Each line below that contains the word "passed" must be copied.

*** Begin section ***

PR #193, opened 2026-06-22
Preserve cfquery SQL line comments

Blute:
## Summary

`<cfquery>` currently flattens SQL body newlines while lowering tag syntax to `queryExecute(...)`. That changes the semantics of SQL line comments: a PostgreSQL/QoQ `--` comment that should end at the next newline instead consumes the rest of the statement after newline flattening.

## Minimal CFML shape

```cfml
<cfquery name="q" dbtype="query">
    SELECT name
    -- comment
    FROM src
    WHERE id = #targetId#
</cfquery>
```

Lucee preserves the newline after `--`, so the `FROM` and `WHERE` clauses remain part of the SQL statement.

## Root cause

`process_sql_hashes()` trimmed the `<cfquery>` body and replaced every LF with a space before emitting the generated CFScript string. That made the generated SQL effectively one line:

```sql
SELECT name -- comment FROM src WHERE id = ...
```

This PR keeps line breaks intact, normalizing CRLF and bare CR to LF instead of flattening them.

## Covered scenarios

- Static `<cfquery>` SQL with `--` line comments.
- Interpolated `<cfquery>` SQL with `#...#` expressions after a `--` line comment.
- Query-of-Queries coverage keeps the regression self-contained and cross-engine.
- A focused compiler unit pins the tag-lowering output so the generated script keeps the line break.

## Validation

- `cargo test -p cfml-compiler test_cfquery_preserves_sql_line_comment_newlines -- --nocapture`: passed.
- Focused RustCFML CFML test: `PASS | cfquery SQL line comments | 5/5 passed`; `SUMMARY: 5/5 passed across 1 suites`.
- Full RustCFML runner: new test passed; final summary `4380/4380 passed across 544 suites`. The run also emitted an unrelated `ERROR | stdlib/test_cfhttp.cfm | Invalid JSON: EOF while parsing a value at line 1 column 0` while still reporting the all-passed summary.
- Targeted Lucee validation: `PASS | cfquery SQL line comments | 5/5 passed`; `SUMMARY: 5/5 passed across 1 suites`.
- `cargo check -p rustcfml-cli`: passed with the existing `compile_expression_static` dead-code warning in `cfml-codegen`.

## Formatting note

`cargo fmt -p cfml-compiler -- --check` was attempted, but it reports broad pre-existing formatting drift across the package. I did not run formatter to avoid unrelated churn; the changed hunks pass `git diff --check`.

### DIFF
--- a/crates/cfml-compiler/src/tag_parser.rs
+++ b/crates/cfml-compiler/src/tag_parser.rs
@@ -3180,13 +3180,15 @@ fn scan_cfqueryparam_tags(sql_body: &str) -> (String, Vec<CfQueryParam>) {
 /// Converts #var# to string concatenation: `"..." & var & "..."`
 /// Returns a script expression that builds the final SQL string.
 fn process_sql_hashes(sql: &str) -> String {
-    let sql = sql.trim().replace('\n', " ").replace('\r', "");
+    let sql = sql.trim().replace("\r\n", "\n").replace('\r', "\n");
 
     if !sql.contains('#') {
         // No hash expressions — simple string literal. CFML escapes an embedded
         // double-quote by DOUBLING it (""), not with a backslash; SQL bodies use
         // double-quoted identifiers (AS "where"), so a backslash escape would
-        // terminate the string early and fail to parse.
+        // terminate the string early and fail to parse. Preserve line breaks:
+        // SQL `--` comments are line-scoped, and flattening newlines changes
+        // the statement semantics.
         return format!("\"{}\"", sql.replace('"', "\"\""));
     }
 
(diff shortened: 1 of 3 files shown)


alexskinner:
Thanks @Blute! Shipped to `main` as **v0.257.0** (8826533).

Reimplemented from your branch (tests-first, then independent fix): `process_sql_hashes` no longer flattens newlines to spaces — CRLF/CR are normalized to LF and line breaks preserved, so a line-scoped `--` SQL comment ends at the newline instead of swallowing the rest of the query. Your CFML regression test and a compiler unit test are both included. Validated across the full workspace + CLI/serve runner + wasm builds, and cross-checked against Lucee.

*** End section ***

[Written response]
- `cargo test -p cfml-compiler test_cfquery_preserves_sql_line_comment_newlines -- --nocapture`: passed.
- Focused RustCFML CFML test: `PASS | cfquery SQL line comments | 5/5 passed`; `SUMMARY: 5/5 passed across 1 suites`.
- Full RustCFML runner: new test passed; final summary `4380/4380 passed across 544 suites`. The run also emitted an unrelated `ERROR | stdlib/test_cfhttp.cfm | Invalid JSON: EOF while parsing a value at line 1 column 0` while still reporting the all-passed summary.
- Targeted Lucee validation: `PASS | cfquery SQL line comments | 5/5 passed`; `SUMMARY: 5/5 passed across 1 suites`.
- `cargo check -p rustcfml-cli`: passed with the existing `compile_expression_static` dead-code warning in `cfml-codegen`.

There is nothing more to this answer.